** Opening Entries shown block **

PR #1213, opened 2026-09-02
Added `LeftOne` and `RightOne` for graph inverse semigroups

joe-dw:
These functions exist for transformations and partial perms, this adds the same functionality for graph inverse semigroups

### DIFF
--- a/doc/semigraph.xml
+++ b/doc/semigraph.xml
@@ -303,7 +303,7 @@ true
   <Description>
     <C>RightOne(<A>x</A>)</C> returns the unique idempotent
     <C>e</C> such that <C><A>x</A> * e = <A>x</A></C> and
-    <C>e</C> and <A>x</A> are related by Green's L-relation.
+    <C>e</C> and <A>x</A> are related by Green's &L;-relation.
     <Example><![CDATA[
 gap> S := GraphInverseSemigroup(ChainDigraph(3));
 <finite graph inverse semigroup with 3 vertices, 2 edges>
--- a/doc/semigraph.xml
+++ b/doc/semigraph.xml
@@ -281,7 +281,7 @@ gap> IndexOfVertexOfGraphInverseSemigroup(v_3);
   <Description>
     <C>LeftOne(<A>x</A>)</C> returns the unique idempotent
     <C>e</C> such that <C>e * <A>x</A> = <A>x</A></C> and
-    <C>e</C> and <A>x</A> are related by Green's R-relation.
+    <C>e</C> and <A>x</A> are related by Green's &R;-relation.
     <Example><![CDATA[
 gap> S := GraphInverseSemigroup(ChainDigraph(3));
 <finite graph inverse semigroup with 3 vertices, 2 edges>
--- a/doc/semigraph.xml
+++ b/doc/semigraph.xml
@@ -273,3 +273,49 @@ gap> IndexOfVertexOfGraphInverseSemigroup(v_3);
   </Description>
 </ManSection>
 <#/GAPDoc>
+
+<#GAPDoc Label="LeftOne">
+<ManSection>
+  <Oper Name = "LeftOne" Arg = "x" Label="for an element with an inverse"/>
+  <Returns>A semigroup element.</Returns>
+  <Description>
+    if <A>x</A> has an inverse element <C>x ^ -1</C>, then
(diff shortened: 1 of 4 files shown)


joe-dw:
@james-d-mitchell assuming the tests complete this looks ready to go

gap/semigroups/semigraph.gi
```diff
@@ -302,3 +302,13 @@ InstallMethod(IsWholeFamily,
 "for a subsemigroup of a graph inverse semigroup",
 [IsGraphInverseSubsemigroup],
 S -> Size(ElementsFamily(FamilyObj(S))!.semigroup) = Size(S));
+
+InstallMethod(LeftOne,
```
james-d-mitchell, line 306: This method is valid for all inverse semigroups, so why not implement it for IsInverseSemigroup, instead of just for graph inverse semigroups explicitly?

james-d-mitchell (changes requested):
Please implement for inverse semigroups in general, rather than just of graph inverse semigroups.

gap/semigroups/semigraph.gi
joe-dw: The issue is that there isn't an equivalent filter `IsInverseSemigroupElement` so I would have to write the function for a general semigroup element and then test if its inverse exists. There exist functions such as `HasInverse` but they don't appear to be universal for `IsInverseSemigroup`, for example `HasInverse(GraphInverseSemigroup(Digraph([ [] ])).1)` is false

joe-dw: I had previously implemented this and Michael suggested that it would be cleaner to only make the function for GIS

joe-dw: `Inverse` also doesn't exist for GIS, so maybe the solution is to implement these functions?

joe-dw:
@james-d-mitchell does the first commit look good? I can roll back to that from before we changed to GIS only (commit 1b7e83c446a8e5ac80a80b1052581df3041cce72)

gap/semigroups/semigraph.gi
james-d-mitchell: Good point! I feel like we could still implement a more general version for `IsMultiplicativeElementWithInverse` which would be something like:
~~~
inv := Inverse(x);
if inv != fail then
return x * inv;
fi;
~~~

`Inverse` should certainly work for gis elements, this is an oversight. Maybe it'd be better to fix that first, then make the change proposed here after? Happy to discuss further

doc/semigraph.xml
```diff
@@ -273,3 +273,47 @@ gap> IndexOfVertexOfGraphInverseSemigroup(v_3);
...
 <#/GAPDoc>
+
+<#GAPDoc Label="LeftOne">
+<ManSection>
+  <Oper Name = "LeftOne" Arg = "x" Label="for a graph inverse semigroup element"/>
+  <Returns>A graph inverse semigroup element.</Returns>
+  <Description>
+    <C>LeftOne(<A>x</A>)</C> returns the unique idempotent
+    <C>e</C> such that <C>e * <A>x</A> = <A>x</A></C> and
+    <C>e</C> and <A>x</A> are related by Green's R-relation.
```
james-d-mitchell:
```suggestion
    <C>e</C> and <A>x</A> are related by Green's &R;-relation.
```

doc/semigraph.xml
```diff
@@ -273,3 +273,47 @@ gap> IndexOfVertexOfGraphInverseSemigroup(v_3);
...
+<#/GAPDoc>
+
+<#GAPDoc Label="RightOne">
+<ManSection>
+  <Oper Name = "RightOne" Arg = "x" Label="for a graph inverse semigroup element"/>
+  <Returns>A graph inverse semigroup element.</Returns>
+  <Description>
+    <C>RightOne(<A>x</A>)</C> returns the unique idempotent
+    <C>e</C> such that <C><A>x</A> * e = <A>x</A></C> and
+    <C>e</C> and <A>x</A> are related by Green's L-relation.
```
james-d-mitchell:
```suggestion
    <C>e</C> and <A>x</A> are related by Green's &L;-relation.
```

james-d-mitchell (approved):
Thanks @joe-dw I think I've come full circle and am now happy to merge this PR subject to the two minor doc changes indicated (the `&L;` and `&R;` expand to nicer looking L and R in some formats of the doc).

** Closing Entries shown block **

# [Work instructions]
Whenever the string "would" turns up in a line above, copy that line out.

# [Response below]
joe-dw: The issue is that there isn't an equivalent filter `IsInverseSemigroupElement` so I would have to write the function for a general semigroup element and then test if its inverse exists. There exist functions such as `HasInverse` but they don't appear to be universal for `IsInverseSemigroup`, for example `HasInverse(GraphInverseSemigroup(Digraph([ [] ])).1)` is false
joe-dw: I had previously implemented this and Michael suggested that it would be cleaner to only make the function for GIS
james-d-mitchell: Good point! I feel like we could still implement a more general version for `IsMultiplicativeElementWithInverse` which would be something like:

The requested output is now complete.